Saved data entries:
PR #983, opened 2022-09-01
Add a note about Azure AD auth configuration migration

maxsokolovsky:
This is relevant for setups which were created before v2.6.7 but which had the underlying Rancher image updated to v2.6.7+.


a-blender (approved):
Docs LGTM

HarrisonWAffel (approved):

PR #992, opened 2022-09-09
Don't mark certificates as sensitive

tmatilai:
The certificates are not sensitive, only the certificate keys are.

My small annoyance came from the `rancher2_cluster` data source, but while at it, I tried to remove the sensitivity flag from all CA and normal certificates.

It looks like there are also many username/ID/etc. attributes marked as sensitive even though most shouldn't needed to be. But those I left for someone else for now. 🙂


kkaempf:
closing stale PRs.

tmatilai:
Oh, I didn’t know I was expected to do something as there was no reaction or feedback whatsoever. But I guess you are not interested. 😅

PR #994, opened 2022-09-09
Clarify source of `image_name` for `harvester_config` blocks

anoldguy:
This one stumped me for a bit. Finding out that the `image_name` it wanted was the one in the API, `default/image-abcde` and *not* the one that I had created in harvester, `default/ubuntu-22.04-server-cloudimg-amd64.img`. 

It might not be an issue if you're using the harvester TF provider and the `harvester_image` data source, but the documentation could help point the user in the correct direction.

### DIFF
--- a/docs/resources/machine_config_v2.md
+++ b/docs/resources/machine_config_v2.md
@@ -189,7 +189,7 @@ The following attributes are exported:
 * `memory_size` - (Optional) Memory size (in GiB), Default `4` (string)
 * `disk_size` - (Optional) Disk size (in GiB), Default `40` (string)
 * `disk_bus` - (Optional) Disk bus, Default `virtio` (string)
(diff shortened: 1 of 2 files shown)


futuretea:
What this field expects is the name of the image, like `image-abcde`
If the image is not in the same namespace as the vm, namespace specification is also supported like `default/image-abcde`
The terraform-provider-harvester use namespace/name as resource id
So this field can be filled with the terraform provider harvester id of the image
The name on the UI `ubuntu-22.04-server-cloudimg-amd64.img` is actually the displayName of the image, the real name of the image needs to be checked through view yaml.

futuretea (approved):
LGTM. @snasovich can you help to review and merge this PR? Thanks

kkaempf (approved):
lgtm

kkaempf:
Thanks for your contribution !

kkaempf:
But was solved before via an example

**WHAT NEEDS TO BE DONE**
Where a line above contains the word "also", copy that line.

**EXERCISE OUTPUT**
It looks like there are also many username/ID/etc. attributes marked as sensitive even though most shouldn't needed to be. But those I left for someone else for now. 🙂
If the image is not in the same namespace as the vm, namespace specification is also supported like `default/image-abcde`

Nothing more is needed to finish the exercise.